== ACTION ITEM ==
From the entries below, return only the lines starting at the one that contains "This designates this" and ending at the one that contains "EricJizbaMSFT: I'm fine", exactly as they stand.

== DATA PROVIDED ==
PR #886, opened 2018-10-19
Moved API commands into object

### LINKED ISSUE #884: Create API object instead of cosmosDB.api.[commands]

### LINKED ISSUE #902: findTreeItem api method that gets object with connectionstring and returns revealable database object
* * *
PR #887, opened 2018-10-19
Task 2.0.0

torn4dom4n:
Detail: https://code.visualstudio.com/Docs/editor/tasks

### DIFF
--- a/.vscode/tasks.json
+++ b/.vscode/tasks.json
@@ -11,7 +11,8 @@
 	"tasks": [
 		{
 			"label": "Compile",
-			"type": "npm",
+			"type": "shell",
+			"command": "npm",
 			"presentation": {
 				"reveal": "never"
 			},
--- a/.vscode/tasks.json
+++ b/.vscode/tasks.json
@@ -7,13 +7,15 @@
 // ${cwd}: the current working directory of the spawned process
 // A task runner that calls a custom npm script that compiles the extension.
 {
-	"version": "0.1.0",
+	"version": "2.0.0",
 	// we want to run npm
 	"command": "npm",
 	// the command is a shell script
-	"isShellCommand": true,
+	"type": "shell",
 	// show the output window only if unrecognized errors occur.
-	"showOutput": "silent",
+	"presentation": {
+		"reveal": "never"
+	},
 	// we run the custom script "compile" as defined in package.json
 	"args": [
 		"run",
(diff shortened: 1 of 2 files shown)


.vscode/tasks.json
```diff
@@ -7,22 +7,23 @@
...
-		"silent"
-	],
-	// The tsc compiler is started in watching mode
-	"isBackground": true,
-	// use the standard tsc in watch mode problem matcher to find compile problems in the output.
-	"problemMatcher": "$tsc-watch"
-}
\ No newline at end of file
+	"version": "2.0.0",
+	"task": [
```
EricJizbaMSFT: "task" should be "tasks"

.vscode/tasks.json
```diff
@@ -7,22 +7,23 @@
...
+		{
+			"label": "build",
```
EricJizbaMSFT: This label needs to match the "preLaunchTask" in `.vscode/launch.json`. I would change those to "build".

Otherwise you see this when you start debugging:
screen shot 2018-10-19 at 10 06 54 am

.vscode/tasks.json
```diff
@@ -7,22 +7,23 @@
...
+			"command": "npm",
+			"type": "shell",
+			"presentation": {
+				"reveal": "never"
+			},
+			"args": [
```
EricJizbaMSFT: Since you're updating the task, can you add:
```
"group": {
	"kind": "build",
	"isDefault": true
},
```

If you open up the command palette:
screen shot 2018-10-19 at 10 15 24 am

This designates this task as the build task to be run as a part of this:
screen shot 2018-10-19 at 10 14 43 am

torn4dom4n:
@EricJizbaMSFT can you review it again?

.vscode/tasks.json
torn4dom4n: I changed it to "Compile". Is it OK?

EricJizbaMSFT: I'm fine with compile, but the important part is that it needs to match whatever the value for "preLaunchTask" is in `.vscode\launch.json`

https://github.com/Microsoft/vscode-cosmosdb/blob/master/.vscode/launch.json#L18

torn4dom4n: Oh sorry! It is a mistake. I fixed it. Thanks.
==
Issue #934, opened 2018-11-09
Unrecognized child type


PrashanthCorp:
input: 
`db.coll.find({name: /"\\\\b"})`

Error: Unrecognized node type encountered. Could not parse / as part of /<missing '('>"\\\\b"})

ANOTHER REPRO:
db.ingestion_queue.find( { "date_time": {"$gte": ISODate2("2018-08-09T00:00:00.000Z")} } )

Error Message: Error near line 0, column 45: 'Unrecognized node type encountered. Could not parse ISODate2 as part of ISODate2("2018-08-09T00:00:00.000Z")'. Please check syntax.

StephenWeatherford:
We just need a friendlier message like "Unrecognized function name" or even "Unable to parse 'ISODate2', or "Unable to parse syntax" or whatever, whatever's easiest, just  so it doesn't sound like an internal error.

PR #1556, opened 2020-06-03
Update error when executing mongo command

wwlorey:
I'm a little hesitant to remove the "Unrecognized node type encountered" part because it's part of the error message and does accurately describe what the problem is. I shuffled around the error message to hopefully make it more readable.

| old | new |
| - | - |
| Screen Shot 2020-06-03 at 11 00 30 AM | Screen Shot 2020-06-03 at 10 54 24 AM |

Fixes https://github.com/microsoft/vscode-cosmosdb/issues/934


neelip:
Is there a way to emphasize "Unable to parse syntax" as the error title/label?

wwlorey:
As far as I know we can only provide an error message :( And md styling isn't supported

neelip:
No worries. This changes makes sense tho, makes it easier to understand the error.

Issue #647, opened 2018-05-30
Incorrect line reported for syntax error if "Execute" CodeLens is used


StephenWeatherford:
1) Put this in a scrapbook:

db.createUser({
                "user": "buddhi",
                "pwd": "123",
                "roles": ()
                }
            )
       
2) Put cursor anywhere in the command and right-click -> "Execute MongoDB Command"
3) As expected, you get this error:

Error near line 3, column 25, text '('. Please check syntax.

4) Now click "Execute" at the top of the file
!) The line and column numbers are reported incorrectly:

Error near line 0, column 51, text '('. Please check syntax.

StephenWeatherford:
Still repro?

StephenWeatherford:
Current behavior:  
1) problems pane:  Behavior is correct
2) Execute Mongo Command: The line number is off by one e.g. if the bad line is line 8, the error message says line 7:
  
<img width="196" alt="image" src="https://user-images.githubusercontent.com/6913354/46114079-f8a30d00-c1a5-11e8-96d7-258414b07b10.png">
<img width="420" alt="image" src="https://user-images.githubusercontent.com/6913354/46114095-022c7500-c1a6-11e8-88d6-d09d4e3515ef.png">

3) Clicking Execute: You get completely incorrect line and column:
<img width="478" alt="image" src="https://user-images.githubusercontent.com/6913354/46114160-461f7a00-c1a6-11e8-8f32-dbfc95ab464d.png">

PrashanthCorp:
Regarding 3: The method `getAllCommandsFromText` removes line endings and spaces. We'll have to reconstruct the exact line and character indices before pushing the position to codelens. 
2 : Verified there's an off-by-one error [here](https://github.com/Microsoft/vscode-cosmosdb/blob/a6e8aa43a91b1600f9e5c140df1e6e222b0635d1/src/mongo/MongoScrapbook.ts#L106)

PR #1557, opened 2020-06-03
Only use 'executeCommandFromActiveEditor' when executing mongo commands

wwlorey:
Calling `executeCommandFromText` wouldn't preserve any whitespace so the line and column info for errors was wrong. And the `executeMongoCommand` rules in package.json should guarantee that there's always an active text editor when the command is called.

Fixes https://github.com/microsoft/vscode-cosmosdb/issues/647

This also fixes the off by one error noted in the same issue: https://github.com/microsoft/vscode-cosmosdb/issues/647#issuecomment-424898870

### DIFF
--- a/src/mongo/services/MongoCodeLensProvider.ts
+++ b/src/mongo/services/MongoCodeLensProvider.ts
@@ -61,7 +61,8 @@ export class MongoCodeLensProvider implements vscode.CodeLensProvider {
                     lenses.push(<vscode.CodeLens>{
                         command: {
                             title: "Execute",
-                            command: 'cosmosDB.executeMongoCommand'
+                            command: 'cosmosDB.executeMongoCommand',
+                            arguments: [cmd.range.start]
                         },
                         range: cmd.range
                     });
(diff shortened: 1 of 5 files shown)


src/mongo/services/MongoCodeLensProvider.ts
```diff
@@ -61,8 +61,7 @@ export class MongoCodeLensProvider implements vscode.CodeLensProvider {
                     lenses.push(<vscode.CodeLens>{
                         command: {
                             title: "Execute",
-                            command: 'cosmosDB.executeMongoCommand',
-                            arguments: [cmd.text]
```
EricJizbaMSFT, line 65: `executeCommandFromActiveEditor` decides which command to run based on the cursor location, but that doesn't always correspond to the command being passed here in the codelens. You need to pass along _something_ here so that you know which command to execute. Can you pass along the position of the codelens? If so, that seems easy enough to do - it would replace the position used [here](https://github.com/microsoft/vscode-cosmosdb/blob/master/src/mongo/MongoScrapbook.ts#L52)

== EXERCISE RESULT ==
This designates this task as the build task to be run as a part of this:
screen shot 2018-10-19 at 10 14 43 am

torn4dom4n:
@EricJizbaMSFT can you review it again?

.vscode/tasks.json
torn4dom4n: I changed it to "Compile". Is it OK?

EricJizbaMSFT: I'm fine with compile, but the important part is that it needs to match whatever the value for "preLaunchTask" is in `.vscode\launch.json`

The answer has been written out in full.